I've also learned about things such as linked structures which I probably
wouldn't have bothered to look into if I taught myself, and are actually some
crucial things that companies look for when they hire.

Another thing I've noticed personally is just a faster progression. I have a
friend who taught himself how to make iOS apps, and it took him 3 years to get
to the point that I did after taking one online course on iTunes U for it.
Having a structured course really makes a huge impact by providing a logical
progression and teaching you all the little things that take a long time to
learn on your own.

------
kenzokai
Like others have said, I find self-taught programmers (I'm a tutor, so I meet
a lot of them) have an attitude of, "why should I care about time complexity?"
They are motivated to get things done quickly, and will do it to the best of
their ability, but it may not be the best solution, since that would require
deeper theoretical knowledge.

On the other hand, programmers coming from academia are expected to "just
know" a lot of the practical tools that are used these days. I did C++, Java,
MATLAB, and machine learning-type stuff in school, but learned Git, Rails,
Python, Hadoop, etc etc. after graduating. Recruiters, etc. expected I'd just
be ready for that stuff right off the bat.

------
daven11
I was self taught then did a CS degree, so have a foot in both camps. Some of
the things I learnt in the degree which I never would have learnt by myself
were (and others have mentioned some of these) - algorithms, relational
theory, O-notation, symbolic logic, stats, CSP. Then there were things I
learnt myself that I never learnt at uni because I wanted to - assembler,
2d/3d graphics, c++. Then there are things I've taught myself since uni -
compiler theory, database optimisation, functional programming (actually did
this at Uni but couldn't see the point then - hardware was rubbish then
though), web stuff.

So difference would be in broad for my case - uni gives you the theoretical
foundations that you probably wouldn't learn yourself, teaching yourself
programming gives you the hands on stuff you'd never learn in depth at a uni.
Two sides of the same coin I suppose, it would be rare to have a self taught
person learn the theory that you'd learn at uni, and I don't think you'd ever
get that depth without some uni training imho.

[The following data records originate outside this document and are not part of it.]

PR #359, opened 2021-05-14
Adding codeql code scan config

mrragava:
Workflow config to enable CodeQL code scan.
Ref: https://docs.github.com/en/code-security/secure-coding/setting-up-code-scanning-for-a-repository

Signed-off-by: Ragavan Dasarathan <mrragava@gmail.com>

### DIFF
--- a/.github/workflows/codeql-analysis.yml
+++ b/.github/workflows/codeql-analysis.yml
@@ -12,11 +12,6 @@
 name: "CodeQL"
 
 on:
-  push:
-    branches: [ main ]
-  pull_request:
-    # The branches below must be a subset of the branches above
-    branches: [ main ]
   schedule:
     - cron: '0 0 * * *'
 
--- a/.github/workflows/codeql-analysis.yml
+++ b/.github/workflows/codeql-analysis.yml
@@ -1,0 +1,57 @@
+# For most projects, this workflow file will not need changing; you simply need
+# to commit it to your repository.
+#
+# You may wish to alter this file to override the set of languages analyzed,
+# or to provide custom queries or build logic.
+#
+# ******** NOTE ********
+# We have attempted to detect the languages in your repository. Please check
+# the `language` matrix defined below to confirm you have the correct set of
+# supported CodeQL languages.
+#
+name: "CodeQL"
+
+on:
+  push:
+    branches: [ main ]
+  pull_request:
+    # The branches below must be a subset of the branches above
+    branches: [ main ]
+  schedule:
+    - cron: '0 0 * * *'
+
+jobs:
+  analyze:
+    name: Analyze
+    runs-on: ubuntu-18.04
+
+    strategy:
+      fail-fast: false
+      matrix:
+        language: [ 'cpp' ]
+
+    steps:
+    - name: Checkout repository
+      uses: actions/checkout@v2
+
+    # Initializes the CodeQL tools for scanning.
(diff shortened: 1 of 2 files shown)


.github/workflows/codeql-analysis.yml
```diff
@@ -0,0 +1,57 @@
...
+
+jobs:
+  analyze:
+    name: Analyze
+    runs-on: ubuntu-18.04
+
+    strategy:
+      fail-fast: false
+      matrix:
+        language: [ 'cpp' ]
```
jxyang, line 31: Is `cpp` the same thing as `c` in this regard? We are definitely using c not c++.

.github/workflows/codeql-analysis.yml
```diff
@@ -0,0 +1,57 @@
...
+# supported CodeQL languages.
+#
+name: "CodeQL"
+
+on:
+  push:
+    branches: [ main ]
+  pull_request:
+    # The branches below must be a subset of the branches above
+    branches: [ main ]
```
jxyang, line 19: Does it mean the scan job is triggered for every PR? How long does it take for a scan?

.github/workflows/codeql-analysis.yml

The other thing that comes to mind is if you're smart and self taught - why
wouldn't you do a degree? The only good answer I can think of is that you're
so friggin awesome you're churning out code that everyone says is awesome and
google or apple has hired you already, there are perhaps 10 people in the
world like this - everyone else do your degree :-)

------
topkai22
Smart people who love coding end up pretty good at programming whatever their
background. That being said, my (extremely generalized) observations have been
that people with more formal training are able to spot issues earlier than
people with less formal training, but end up more false positives (issues that
aren't issues.) I've found CS majors also have a better nose for "code smell"
due to having seen very well constructed code and dealt with graded
assignments for years.

Within the enterprise it world I've worked in, the self taught programmers
tend to be very bimodal- likely to be truly excellent or unspeakable terrible
whereas programmers with a CS credential tend to be more normally distributed.

I do think that the credentialed programmers I've met are a bit more
technically flexible than self taught programmers. A CS degree requires
learning different languages, coding styles, and technologies whereas self
taught coders are more likely to have come up through one language/technology
stack and may never leave it. That's a massive generalization though and I can
think of many counter examples.

Note-I'm was a CS undergrad and mostly deal with very large IT departments
rather than startups or consumer application development.

------
cdevs
There are a lot of interesting views of how everyone here has been exposed to
self taught devs and cs grads and it seems from where I live and what I have
seen its the opposite. I have seen horrible code from both sides from indie
app devs to professional algorithm guys that are smart but shouldn't be
coding. It's hard to assume from a persons background without much work to
review but on the east coast I have met computer science engineers who some
how don't know what a IP address is and couldn't throw together a html page
but still get a junior C++ job. I have been obsessively reading and googling
my whole life and always searching for industry standards, best practice, how
low level code works and what's going on in the background - if the best we're
doing it and using it then I wanted to know. I am now a dev working on just
about every area for a large website and currently finishing up my first year
in college...so far I can say college isn't enough. True passion and interest
in your field will show in your work. Just watch some defcon vids and you'll
see some amazing programmers and hackers from both sides.

------
asher_
The differences within groups far outweigh the differences between them.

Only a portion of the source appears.